Le 10 juillet, la PNG a enregistré son premier cas Delta officiel, et les professionnels de la santé du pays ont rapidement averti que la combinaison de taux de tests très faibles, d’un pourcentage élevé de tests positifs et d’un déploiement de vaccin extrêmement lent fournissait une “recette pour une propagation majeure”.

Les Fidji étaient déjà dans le vif du sujet à l’époque. Après que la souche mortelle Delta est entrée dans le pays via une brèche de quarantaine en avril, les taux d’infection par habitant sont devenus les plus élevés au monde au milieu de l’année.

Les infections quotidiennes ont atteint plus de 1 800 à la mi-juillet – un nombre énorme pour un pays de seulement 900 000 habitants. La crise a fait 647 morts.

Avance rapide de plusieurs mois et PNG et Fidji vont dans des directions opposées. Plus de 95 % des Fidjiens éligibles âgés de plus de 18 ans ont désormais reçu leur premier vaccin, et 80 % sont désormais entièrement vaccinés .

En revanche, la PNG est en proie à une vague majeure, avec moins de 1% de la population totale entièrement vaccinée. La PNG est à la traîne d’une grande partie du monde.

Pourquoi deux pays du Pacifique, qui partagent des liens culturels mélanésiens, ont-ils géré leurs déploiements de vaccins de manière si différente ?

Pas une question de géographie ou d’approvisionnement en vaccins

Le taux d’infection quotidien des Fidji est aujourd’hui de 4% de ce qu’il était au pic, et il est en baisse. Moins de 50 nouveaux cas sont actuellement signalés en moyenne chaque jour.

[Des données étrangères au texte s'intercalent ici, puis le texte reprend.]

Issue #885, opened 2025-04-09
GRPC stack does not return correct error message


ale-linux:
[This](https://github.ibm.com/decentralized-trust-research/fscx/blob/net_test/integration/fabricx/net/net_test.go) test case tests the behaviour of the net stack when the server has a certificate with a correct and incorrect SANS extension, against both GRPC and webrpc. In both cases the client will refuse to speak to the server, but in the case of webrpc, [the error message is meaningful](https://github.ibm.com/decentralized-trust-research/fscx/blob/net_test/integration/fabricx/net/net_test.go#L87) whereas in the case of GRPC we [just hit the timeout](https://github.ibm.com/decentralized-trust-research/fscx/blob/net_test/integration/fabricx/net/net_test.go#L81)

PR #1189, opened 2026-03-10
return meaningful GRPC error messages

HayimShaul:
return meaningful GRPC error messages.

Solves issue #885


SaidAltury-ibm (approved):
thank you @HayimShaul , LGTM

PR #1231, opened 2026-04-09
testing: consistent use of t.Helper()

mbrandenburger:
This PR introduces consistent use of `t.Helper()` function to improve readability or error messages during tests.


adecaro (approved):
LGTM. As a suggestion, you could enable the linter that checks for the helper and see if it gives the okay.

PR #1232, opened 2026-04-09
endpoint service enhancements

adecaro:
This PR does the following:
- It renames LookupIPv4 to LookupIP and make sure it can properly handle IPv4 and IPv6 formats. Indeed, it failed to handler endpoint of the form `[::]:8080`.
- Improve test coverage above 80%
- Add GoDocs


platform/view/services/endpoint/service_test.go
```diff
@@ -178,3 +169,291 @@ func TestGetIdentity(t *testing.T) {
...
+
+	found := false
+	for _, valid := range validResults {
+		if result == valid {
+			found = true
+			break
+		}
+	}
+
+	assert.True(t, found, "localhost should resolve to a loopback address, got: %s", result)
```
mbrandenburger: could this test be shortened by using `require.Contains()`?

platform/view/services/endpoint/pki_test.go
```diff
@@ -0,0 +1,101 @@
...
+
+	"github.com/hyperledger-labs/fabric-smart-client/platform/view/services/endpoint"
+	"github.com/stretchr/testify/assert"
+	"github.com/stretchr/testify/require"
+)
+
+func TestDefaultPublicKeyIDSynthesizer_PublicKeyID(t *testing.T) {
+	synthesizer := endpoint.DefaultPublicKeyIDSynthesizer{}
+
+	t.Run("RSA public key", func(t *testing.T) {
```
mbrandenburger, line 29: I believe we should add `t.Parallel()` if possible or `//nolint:paralleltest` (if we cannot run the test in parallel). Please check the new tests you add here and existing one that are modified.

platform/view/services/endpoint/service_test.go
```diff
@@ -178,3 +169,291 @@ func TestGetIdentity(t *testing.T) {
...
+		{"IPv6 standard port", "[::1]:8080", "8080"},
+		{"IPv6 low port", "[::1]:80", "80"},
+		{"IPv6 high port", "[::1]:65535", "65535"},
+	}
+
+	for _, tt := range tests {
+		t.Run(tt.name, func(t *testing.T) {
+			result := endpoint.LookupIP(tt.endpoint)
+			// Extract port from result
+			_, port, err := splitHostPort(result)
```
mbrandenburger: should we better use `net.SplitHostPort` instead of the new helper function below?

platform/view/services/endpoint/service_test.go
```diff
@@ -178,3 +169,291 @@ func TestGetIdentity(t *testing.T) {
...
+			checkFunc: func(t *testing.T, input, output string) {
+				assert.Equal(t, input, output, "IPv4 any address should be returned as-is")
+			},
+		},
+		{
+			name:     "IPv6 multicast",
+			endpoint: "[ff02::1]:8080",
+			checkFunc: func(t *testing.T, input, output string) {
+				assert.Equal(t, input, output, "IPv6 multicast should be returned as-is")
+			},
```
mbrandenburger, line 391: I would add `t.Helper()` or `//nolint:thelper` to these check functions. Once we "enable" golangci-linter this will come up. Just as a preparation.

mbrandenburger (changes requested):
Thank you @adecaro for this PR! Please check my comments below.

platform/view/services/endpoint/service_test.go
mbrandenburger: just noticing it as I have this PR currently open https://github.com/hyperledger-labs/fabric-smart-client/pull/1231

platform/view/services/endpoint/service_test.go
adecaro: good catch, actually.

platform/view/services/endpoint/service_test.go
adecaro: but it to assert that found is true. It is not related to the string that is just the error message in the case the assertion fails.

platform/view/services/endpoint/pki_test.go
adecaro: okay

platform/view/services/endpoint/service_test.go
adecaro: okay

adecaro:
@mbrandenburger , thanks for the review. Addressed all your comments. 
Please, have another look.

platform/view/services/endpoint/service_test.go
mbrandenburger: ok, I understand. I thought you could simply do 
```go
require.Containsf(t, validResults, result, "localhost should resolve to a loopback address, got: %s", result)
``` 
and get rid of for loop.

adecaro: sorry for the misunderstanding then. I'll check that solution 😅

adecaro:
@mbrandenburger , updated the test as suggested.

mbrandenburger (approved):
Thank you @adecaro

PR #1256, opened 2026-04-20
fix(fabricx): restore endpoint parser for id=<group>,<type>,<host:port>

tinystone007:
## Problem

The fabric-x official ansible collection (`LF-Decentralized-Trust-labs/fabric-x-ansible-collection`) and the fabric-x-tool `config-builder` emit orderer endpoints in channel config as:

- `id=<group>,broadcast,<host>:<port>` for routers
- `id=<group>,deliver,<host>:<port>` for assemblers

See [ansible collection configtx template](https://github.com/LF-Decentralized-Trust-labs/fabric-x-ansible-collection/blob/main/roles/configtxgen/templates/configtx.yaml.j2).

FSC v0.8.2 parsed this format in `platform/fabricx/core/membership/endpoint.go` and filtered to broadcast-only endpoints in `Service.OrdererConfig` (https://github.com/hyperledger-labs/fabric-smart-client/blob/v0.8.2/platform/fabricx/core/membership/membership.go#L170-L207). The parser was removed during the v0.9/v0.10 membership refactor, which now treats every endpoint (including deliver-typed assembler ports) as broadcast.

## Impact

With the official configtx template, FSC clients attempt to `Broadcast` to assemblers (which only serve `Deliver`) and get:

```
failed to get status after broadcast to [host:7x53]: rpc error: code = Unknown desc = should not be used
```

Any FSC-based token-sdk / fabricx application deployed on top of the ansible-provisioned fabric-x infrastructure hits this regression on v0.9+.

## Fix

This PR ports the v0.8.2 `endpoint.go` and reintroduces the filter in `OrdererConfig`:

1. Parses `id=<group>,<type>,<host:port>` when present
2. Skips `deliver`-typed endpoints (clients only broadcast here; deliver is sourced from the local sidecar / committer)
3. Falls back to treating plain `<host:port>` as broadcast for backward compatibility with non-fabric-x callers

## Sibling PR

Related upstream regression patch: #1249 (arma -> BFT broadcaster alias, also from the same v0.9/v0.10 membership refactor).

## Testing

Verified end-to-end on a fabric-x v0.1.9 / orderer v0.0.24 deployment using the ansible collection configtx format:
- TMS deploy finality succeeds
- IssueToken / Transfer / Redeem full token lifecycle passes
- No more "should not be used" broadcast errors on assembler ports

### DIFF
--- a/platform/fabricx/core/membership/endpoint.go
+++ b/platform/fabricx/core/membership/endpoint.go
@@ -1,0 +1,51 @@
+/*
+Copyright IBM Corp. All Rights Reserved.
+
+SPDX-License-Identifier: Apache-2.0
+*/
+
+package membership
+
+import (
+	"regexp"
+	"strconv"
+
+	"github.com/hyperledger-labs/fabric-smart-client/pkg/utils/errors"
+)
+
+const (
+	OrdererBroadcastType = "broadcast"
+	OrdererDeliverType   = "deliver"
+)
+
+var (
+	endpointRegex            = regexp.MustCompile(`id=(\d+),(` + OrdererBroadcastType + `|` + OrdererDeliverType + `),(.*)`)
+	ErrInvalidEndpointFormat = errors.New("invalid endpoint format")
+)
+
+type endpoint struct {
+	ID       int
+	Type     string
+	Endpoint string
+}
+
+// parseEndpoint parses the fabric-x channel-config endpoint format
+// `id=<group>,(broadcast|deliver),<host>:<port>` as emitted by the official
+// fabric-x ansible collection and fabric-x-tool config-builder. A plain
+// `<host>:<port>` value is accepted and treated as broadcast with ID=0 for
+// backward compatibility.
+func parseEndpoint(str string) (*endpoint, error) {
+	match := endpointRegex.FindStringSubmatch(str)
+	if len(match) == 4 {
+		id, err := strconv.Atoi(match[1])
+		if err != nil {
+			return nil, errors.Wrap(err, "invalid endpoint id")
+		}
+		return &endpoint{ID: id, Type: match[2], Endpoint: match[3]}, nil
+	}
+	// Fallback: plain host:port. Treat as broadcast.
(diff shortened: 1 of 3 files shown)


platform/fabricx/core/membership/endpoint.go
```diff
@@ -0,0 +1,51 @@
...
+	Type     string
+	Endpoint string
+}
+
+// parseEndpoint parses the fabric-x channel-config endpoint format
+// `id=<group>,(broadcast|deliver),<host>:<port>` as emitted by the official
+// fabric-x ansible collection and fabric-x-tool config-builder. A plain
+// `<host>:<port>` value is accepted and treated as broadcast with ID=0 for
+// backward compatibility.
+func parseEndpoint(str string) (*endpoint, error) {
```
adecaro, line 37: please, add unit-tests to make sure this function behave as expected especially in the corner cases.

adecaro (changes requested):
Hi @tinystone007 , great catch and great effort.

Please, add unit-tests and we are good with this PR.

platform/fabricx/core/membership/endpoint.go
tinystone007: Added unit tests in `platform/fabricx/core/membership/endpoint_test.go` (commit eff7d970) covering:

- `id=<n>,broadcast,host:port` and `id=<n>,deliver,host:port` happy paths
- multi-digit ID
- endpoint with embedded colons (IPv6-style `[::1]:7050`) round-tripping through the `.*` capture
- plain `host:port` falling through to the backward-compat fallback (`ID=0`, `Type=broadcast`)
- empty string → `ErrInvalidEndpointFormat` (asserted via `errors.Is`)
- ID overflowing `int` → wrapped `strconv` error

Let me know if there are other corner cases you'd like covered.

mbrandenburger (approved):
Thank you @tinystone007

adecaro (approved):
LGTM. Thanks a lot 🙏

PR #1296, opened 2026-04-24
fix: consistent use of TLS12/TLS13

### LINKED ISSUE #1297: Inconsistent TLS configuration
The current code suffers from inconsistent TLS configurations which may lead to handshake failures.

To follow go's [current defaults](https://github.com/golang/go/blob/master/src/crypto/tls/common.go#L791) we should use the following TLS configuration.

```go
MinVersion: tls.VersionTLS12,
MaxVersion: tls.VersionTLS13,
```

mbrandenburger:
This PR fixes inconsistent use of min/max tls version in TLS configurations which may cause handshake failures.

As aligned with go [current defaults](https://github.com/golang/go/blob/master/src/crypto/tls/common.go#L791) we use the following TLS configuration.

```go
MinVersion: tls.VersionTLS12,
MaxVersion: tls.VersionTLS13,
```

Closes #1297

### DIFF
--- a/platform/fabricx/core/committer/grpc/grpc.go
+++ b/platform/fabricx/core/committer/grpc/grpc.go
@@ -118,7 +118,8 @@ func TransportCredentials(tlsConfig *config.TLSConfig) (credentials.TransportCre
 	}
 
 	t := &tls.Config{
-		MinVersion: tls.VersionTLS13,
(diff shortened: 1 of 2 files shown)


adecaro (approved):
LGTM

mbrandenburger:
Blocked until #1298 is completed.

PR #1235, opened 2026-04-10
fix(storage): migrate SimpleKeyDataStore and KeyValueStore to squirrel

sid200727:
Part of #1159

Migrates `SimpleKeyDataStore` and `KeyValueStore` from the deprecated `CondInterpreter` query builder to squirrel's `PlaceholderFormat`, following the same pattern established for `SignerInfoStore` (#1199) and `BindingStore`.

## Changes
- `common/simplekeydata.go` : replace `CondInterpreter` with `sq.PlaceholderFormat`
- `common/unversioned.go` : replace `CondInterpreter` with `sq.PlaceholderFormat`
- `sqlite/unversioned.go` : pass `sq.Question`
- `postgres/keyvalue.go` : pass `sq.Dollar`
- `fabric/sql/common` : update `MetadataStore`, `EndorseTxStore`, `EnvelopeStore` constructors
- Update all affected test files to match squirrel SQL format

## Test results
All locally runnable tests pass:
- `platform/fabric/services/db/driver/sql/common` 
- `platform/view/services/storage/driver/sql/common` 
- `platform/view/services/storage/driver/sql/sqlite` 
- All query builder tests 

Postgres failures are pre-existing (require Docker daemon).

PR #1301, opened 2026-04-25
feat(vault): migrate VaultStore SELECT queries to squirrel (#1272)

### LINKED ISSUE #1272: Migrate VaultStore to squirrel
> Following the merges of PR #1199, #1235, and #1258, the remaining store is VaultStore in platform/fabric/services/db/driver/sql/common/vault.go. 
> Unlike the previous stores, it uses both CondInterpreter and PagInterpreter. @mbrandenburger, could you advise on the best approach for migrating PagInterpreter to squirrel before I start? 
> Should it follow the same pattern or does it need a different strategy? 

 _Originally posted by @sid200727 in [#1159](https://github.com/hyperledger-labs/fabric-smart-client/issues/1159#issuecomment-4289351447)_

sid200727:
Closes #1272

Migrates VaultStore SELECT queries from the legacy query builder to squirrel, following the same pattern as the SignerInfoStore migration (PR #1235).

## Changes
-> `platform/view/services/storage/driver/sql/query/pagination/squirrel.go` - new `ApplyToSquirrel` helper that translates `driver.Pagination` into squirrel `.Limit()/.Offset()` calls
-> `platform/fabric/services/db/driver/sql/common/vault.go` - `NewVaultStore` now takes `sq.PlaceholderFormat` instead of `PagInterpreter`; all SELECT queries migrated to squirrel
-> `platform/fabric/services/db/driver/sql/sqlite/vault.go` - passes `sq.Question`
-> `platform/fabric/services/db/driver/sql/postgres/vault.go` - passes `sq.Dollar`

## Design (per @mbrandenburger)
Built a squirrel-based `ApplyToSquirrel` helper in the pagination package rather than bypassing `PagInterpreter` entirely, preserving existing pagination semantics while removing the dependency on the legacy query builder.

All existing vault tests pass.

### DIFF
--- a/platform/fabric/services/db/driver/sql/common/vault.go
+++ b/platform/fabric/services/db/driver/sql/common/vault.go
@@ -215,6 +215,7 @@ func (db *VaultStore) convertStateRows(writes driver.Writes, metaWrites driver.M
 				return nil, errors.Wrapf(err, "failed to marshal metadata for [%s:%s]", ns, pkey)
 			}
 			if len(val.Raw) == 0 {
+				// Deleting value
 				logger.Debugf("setting version of [%s] to nil", pkey)
 				val.Version = nil
 			}
@@ -456,7 +457,7 @@ func (db *vaultReader) GetStateMetadata(ctx context.Context, namespace driver.Na
 func (db *vaultReader) GetLast(ctx context.Context) (*driver.TxStatus, error) {
 	// Select the row with the highest pos that is not Busy
 	it, err := db.queryStatus(ctx,
-		sq.Expr("pos=(SELECT max(pos) FROM "+db.tables.StatusTable+" WHERE code!=?)", driver.Busy),
+		sq.Expr(fmt.Sprintf("pos=(SELECT max(pos) FROM %s WHERE code!=?)", db.tables.StatusTable), driver.Busy),
 		pagination.None())
 	if err != nil {
 		return nil, err
--- a/platform/fabric/services/db/driver/sql/common/vault.go
+++ b/platform/fabric/services/db/driver/sql/common/vault.go
@@ -160,6 +160,10 @@ func (db *VaultStore) SetStatuses(ctx context.Context, code driver.TxStatusCode,
 	return nil
 }
 
+// SetStatusesBusy builds an INSERT ... ON CONFLICT DO UPDATE statement that marks all
+// transactions in txIDs as Busy in the status table. It returns the SQL query string
+// and the corresponding argument slice ready for execution, or an error if the query
+// cannot be built.
 func (db *VaultStore) SetStatusesBusy(txIDs []driver.TxID) (string, []any, error) {
 	ib := db.sb.Insert(db.tables.StatusTable).
 		Columns("tx_id", "code")
--- a/platform/fabric/services/db/driver/sql/common/vault.go
+++ b/platform/fabric/services/db/driver/sql/common/vault.go
@@ -145,6 +145,7 @@ func (db *VaultStore) SetStatuses(ctx context.Context, code driver.TxStatusCode,
 	for _, txID := range txIDs {
 		ib = ib.Values(txID, code, message)
 	}
+
 	query, params, err := ib.
 		Suffix("ON CONFLICT (tx_id) DO UPDATE SET code = EXCLUDED.code, message = EXCLUDED.message").
 		ToSql()
@@ -170,6 +171,7 @@ func (db *VaultStore) SetStatusesBusy(txIDs []driver.TxID) (string, []any, error
 	for _, txID := range txIDs {
 		ib = ib.Values(txID, driver.Busy)
 	}
+
 	return ib.
 		Suffix("ON CONFLICT (tx_id) DO UPDATE SET code = EXCLUDED.code").
 		ToSql()
@@ -242,6 +244,7 @@ func (db *VaultStore) convertStateRows(writes driver.Writes, metaWrites driver.M
 		}
 		for pkey, metaVal := range metaWrite {
 			if _, ok = write[pkey]; ok {
+				// MetaWrites already written in the previous section
 				continue
 			}
 			metadata, err := marshallMetadata(metaVal.Metadata)
@@ -257,6 +260,7 @@ func (db *VaultStore) convertStateRows(writes driver.Writes, metaWrites driver.M
 				return nil, err
 			}
 			states = append(states, common4.Tuple{ns, pkey, []byte{}, metaVal.Version, metadata})
+
 		}
 	}
 	return states, nil
@@ -455,6 +459,7 @@ func (db *vaultReader) GetStateMetadata(ctx context.Context, namespace driver.Na
 	if err != nil {
 		return meta, nil, fmt.Errorf("error decoding metadata: %w", err)
 	}
+
 	return meta, kversion, err
 }
 
@@ -488,6 +493,7 @@ func (db *vaultReader) GetAllTxStatuses(ctx context.Context, p driver.Pagination
 	if p == nil {
 		return nil, fmt.Errorf("invalid input pagination: %+v", p)
 	}
+
 	txStatusIterator, err := db.queryStatus(ctx, nil, p)
 	if err != nil {
 		return nil, err
--- a/platform/fabric/services/db/driver/sql/common/vault.go
+++ b/platform/fabric/services/db/driver/sql/common/vault.go
@@ -111,7 +111,7 @@ func (db *VaultStore) newTxLockVaultReader(ctx context.Context, isolationLevel d
 	}
 	return &vaultReader{
 		readDB:    tx,
-		sb:        db.vaultReader.sb,
+		sb:        db.sb,
 		sanitizer: db.sanitizer,
 		tables:    db.tables,
 	}, tx.Commit, nil
@@ -131,7 +131,7 @@ func (db *VaultStore) newGlobalLockVaultReader() (*vaultReader, releaseFunc, err
 	}
 	return &vaultReader{
 		readDB:    db.readDB,
-		sb:        db.vaultReader.sb,
+		sb:        db.sb,
 		sanitizer: db.sanitizer,
 		tables:    db.tables,
 	}, release, nil
--- a/platform/fabric/services/db/driver/sql/common/vault.go
+++ b/platform/fabric/services/db/driver/sql/common/vault.go
@@ -15,6 +15,8 @@ import (
 	"fmt"
 	"sync"
 
+	sq "github.com/Masterminds/squirrel"
+
 	"github.com/hyperledger-labs/fabric-smart-client/pkg/utils/errors"
 	"github.com/hyperledger-labs/fabric-smart-client/platform/common/driver"
 	"github.com/hyperledger-labs/fabric-smart-client/platform/common/services/logging"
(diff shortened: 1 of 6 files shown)


sid200727:
Hi @mbrandenburger ! PR #1301 is up for the VaultStore squirrel migration - lint and tests are clean. Would love your feedback whenever you get a chance. 🙏

mbrandenburger (changes requested):
Thank you @sid200727 for working on this. This PR makes good progress. In particular, the squirrel-based PagInterpreter alternative is much easier than I thought. 

Why don't we update the "write-path" in this PR as well so we could get rid of `ci common4.CondInterpreter` entirely here? Is there any blocker?

Could you please add unit test for the new helper functions (`ApplyToSquirrel`, etc ...).

sid200727:
Thank you @mbrandenburger! No blocker on migrating the write-path, I'll look at the write operations in vault.go and migrate those to squirrel as well to remove ci entirely. Will also add unit tests for ApplyToSquirrel.

platform/view/services/storage/driver/sql/query/pagination/squirrel_test.go
```diff
@@ -0,0 +1,62 @@
...
+}
+
+func TestApplyToSquirrel_None(t *testing.T) { //nolint:paralleltest
+	RegisterTestingT(t)
+
+	q, args, err := pagination.ApplyToSquirrel(pagination.None(), baseQuery()).ToSql()
+	Expect(err).ToNot(HaveOccurred())
+	Expect(q).To(Equal("SELECT tx_id, code FROM status"))
+	Expect(args).To(BeEmpty())
+}
```
mbrandenburger: Do you think it would be possible to rewrite the tests using `testify/require` instead of `onsi/gomega`. This would allow us to run the tests in parallel easily.

platform/view/services/storage/driver/sql/query/pagination/squirrel.go
```diff
@@ -0,0 +1,58 @@
...
+		return sb
+
+	case *keyset[string, any]:
+		return applyKeysetSquirrel(pg, sb)
+
+	case *keyset[int, any]:
+		return applyKeysetSquirrel(pg, sb)
+
+	case *empty:
+		return sb.Limit(0)
```
mbrandenburger, line 42: Do we cover these in the unit tests?

platform/fabric/services/db/driver/sql/common/vault.go
```diff
@@ -376,29 +367,44 @@ func (db *vaultReader) GetState(ctx context.Context, namespace driver.Namespace,
...
+func betweenStrings(col, start, end string) sq.Sqlizer {
+	var parts sq.And
+	if start != "" {
+		parts = append(parts, sq.GtOrEq{col: start})
+	}
+	if end != "" {
+		parts = append(parts, sq.Lt{col: end})
+	}
+	return parts
+}
```
mbrandenburger, line 401: We should have a unit test for this one as well. WDYT?

platform/fabric/services/db/driver/sql/common/vault.go
```diff
@@ -221,7 +215,6 @@ func (db *VaultStore) convertStateRows(writes driver.Writes, metaWrites driver.M
 				return nil, errors.Wrapf(err, "failed to marshal metadata for [%s:%s]", ns, pkey)
 			}
 			if len(val.Raw) == 0 {
-				// Deleting value
```
mbrandenburger, line 224: Can you please keep these comments as they provide additional context for readers - even if the sometimes seem trivial.

platform/fabric/services/db/driver/sql/common/vault.go
```diff
@@ -441,35 +450,22 @@ func (db *vaultReader) GetStateMetadata(ctx context.Context, namespace driver.Na
...
 	}
-
 	return meta, kversion, err
 }
 
 func (db *vaultReader) GetLast(ctx context.Context) (*driver.TxStatus, error) {
-	it, err := db.queryStatus(ctx, IsLast(common4.TableName(db.tables.StatusTable)), pagination.None())
+	// Select the row with the highest pos that is not Busy
+	it, err := db.queryStatus(ctx,
+		sq.Expr("pos=(SELECT max(pos) FROM "+db.tables.StatusTable+" WHERE code!=?)", driver.Busy),
```
mbrandenburger:
```suggestion
 sq.Expr(
      fmt.Sprintf("pos=(SELECT max(pos) FROM %s WHERE code!=?)", db.tables.StatusTable),
      driver.Busy,
  )
```

platform/fabric/services/db/driver/sql/sqlite/vault.go
```diff
@@ -56,39 +51,58 @@ func (db *VaultStore) Store(ctx context.Context, txIDs []driver.TxID, writes dri
...
-		WriteString(`
-		BEGIN;
-`)
+	db.GlobalLock.RLock()
+	defer db.GlobalLock.RUnlock()
+
+	tx, err := db.writeDB.Begin()
+	if err != nil {
+		return errors.Wrapf(err, "failed to initiate db transaction")
+	}
```
mbrandenburger, line 59: Could we add a `defer func() { _ = tx.Rollback() }` instead of manually calling rollback on the error cases below?

platform/fabric/services/db/driver/sql/common/vault.go
```diff
@@ -162,41 +160,37 @@ func (db *VaultStore) SetStatuses(ctx context.Context, code driver.TxStatusCode,
...
 
-func (db *VaultStore) SetStatusesBusy(txIDs []driver.TxID, sb common4.Builder) {
-	rows := make([]common4.Tuple, len(txIDs))
-	for i, txID := range txIDs {
-		rows[i] = common4.Tuple{txID, driver.Busy}
+func (db *VaultStore) SetStatusesBusy(txIDs []driver.TxID) (string, []any, error) {
+	ib := db.sb.Insert(db.tables.StatusTable).
+		Columns("tx_id", "code")
+	for _, txID := range txIDs {
+		ib = ib.Values(txID, driver.Busy)
```
mbrandenburger, line 172: If I understand this change correctly, we are previously where executing a query whereas with the change we just create the query and execute it later using execOrRollback. Is this correct?

mbrandenburger (changes requested):
Thank you @sid200727 for working on this.

platform/view/services/storage/driver/sql/query/pagination/squirrel_test.go
sid200727: Sure, will switch to testify/require and makes it consistent with the rest of the codebase and enables parallel runs.

platform/view/services/storage/driver/sql/query/pagination/squirrel.go
sid200727: Good catch, will add tests for those branches too

platform/fabric/services/db/driver/sql/common/vault.go
sid200727: Agreed, will add a unit test for betweenStrings as well.

platform/fabric/services/db/driver/sql/common/vault.go
sid200727: Sorry about that, will restore it as those context comments definitely help readers understand the logic.

platform/fabric/services/db/driver/sql/common/vault.go
sid200727: Makes sense, accepting the suggestion!

platform/fabric/services/db/driver/sql/common/vault.go
sid200727: Yes, that's correct @mbrandenburger, the old code built and executed the query inline, while the new version builds the squirrel insert builder and passes it to execOrRollback which handles execution and rollback in one place.

platform/fabric/services/db/driver/sql/sqlite/vault.go
sid200727: Good point, using defer is much cleaner than scattering manual rollback calls. Will apply that. 🙏

platform/fabric/services/db/driver/sql/common/vault.go
mbrandenburger: Actually I was wrong - the old code modified the `sb common4.Builder` parameter. That is, the new API makes much more sense. Can you update the godocs and describe what `SetStatusesBusy` is doing and what the inputs/outputs are.

platform/fabric/services/db/driver/sql/sqlite/vault.go
mbrandenburger: Should we also use the same concept in `postgres/vault.go` and get rid of `execOrRollback`? That way we would have a consistent way to rollback in the sqlite and postgres impl. WDYT?

platform/fabric/services/db/driver/sql/common/vault.go
sid200727: Sure ! that makes more sense! Will add godoc for SetStatusesBusy describing the inputs/outputs. 👍

platform/fabric/services/db/driver/sql/sqlite/vault.go
sid200727: That makes sense, using defer func() { _ = tx.Rollback() } consistently in both sqlite and postgres vault implementations would be cleaner and removes the need for execOrRollback entirely. 
Happy to apply that pattern to postgres/vault.go as well 😃.

sid200727:
Added godoc comments to all functions with changed or new signatures, NewVaultStore and newVaultStore in both postgres and sqlite drivers, queryState, queryStatus, betweenStrings in common vault, and ApplyToSquirrel in the pagination package.

platform/view/services/storage/driver/sql/query/pagination/squirrel.go
```diff
@@ -0,0 +1,60 @@
...
+import (
+	"fmt"
+
+	sq "github.com/Masterminds/squirrel"
+
+	"github.com/hyperledger-labs/fabric-smart-client/platform/common/driver"
+)
+
+// ApplyToSquirrel translates a driver.Pagination into squirrel limit/offset
+// clauses applied to sb and returns the modified SelectBuilder.
```
mbrandenburger:
```suggestion
```

platform/view/services/storage/driver/sql/query/pagination/squirrel_test.go
```diff
@@ -0,0 +1,103 @@
...
+func baseQuery() sq.SelectBuilder {
+	return sq.Select("tx_id", "code").From("status")
+}
+
+func TestApplyToSquirrel_Nil(t *testing.T) { //nolint:paralleltest
+	q, args, err := pagination.ApplyToSquirrel(nil, baseQuery()).ToSql()
+	require.NoError(t, err)
+	require.Equal(t, "SELECT tx_id, code FROM status", q)
+	require.Empty(t, args)
+}
```
mbrandenburger: I think we could run these tests now with `t.Parralel()`. WDYT?

mbrandenburger (changes requested):
Thank you @sid200727. A few little things and then this is ready to merge.

platform/view/services/storage/driver/sql/query/pagination/squirrel_test.go
sid200727: Agreed, will add t.Parallel() to all tests.

sid200727: Sure!

mbrandenburger:
@arner could I please lend once more your eagle eyes on this one please :)

platform/fabric/services/db/driver/sql/postgres/vault.go
```diff
@@ -57,54 +55,40 @@ func (db *VaultStore) Store(ctx context.Context, txIDs []driver.TxID, writes dri
...
 	if len(txIDs) > 0 {
-		sb := common5.NewBuilder()
-		db.SetStatusesBusy(txIDs, sb)
-		query, args := sb.Build()
-		if err := execOrRollback(ctx, tx, query, args); err != nil {
+		query, params, err := db.SetStatusesBusy(txIDs)
+		if err != nil {
+			return errors.Wrapf(err, "failed building busy query")
+		}
+		logger.Debug(query, len(params), params)
```
arner, line 65: I don't know how the vault works exactly, but have a hunch that this could become quite big if we set a list of tx ids as busy, wdyt @mbrandenburger ?

arner: (same for other places in this file)

arner (commented):
@mbrandenburger I'm by no means an expert in this, did my best to spot issues but haven't found any :)

platform/fabric/services/db/driver/sql/postgres/vault.go
mbrandenburger: I agree that these logs could be pretty big - the previous code were also logging all queries - thus this particular PR does not change the logging situation. Thus, I would keep the detailed logging.

mbrandenburger (approved):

En PNG, le taux d’infection officiel est désormais en moyenne d’un peu moins de 300 nouveaux cas par jour, mais cela sous-estime considérablement la réalité de ce qui se passe dans le pays.

On ne peut tout simplement pas compter sur des taux de test extrêmement bas. Les propres données de santé du pays feraient état de 2,6 millions de cas de symptômes pseudo-grippaux et de pneumonie au cours de l’année dernière, et l’hôpital général de Port Moresby signale désormais des taux de tests COVID positifs de 60 %. Comme d’autres hôpitaux à travers le pays, il risque d’être submergé par le virus.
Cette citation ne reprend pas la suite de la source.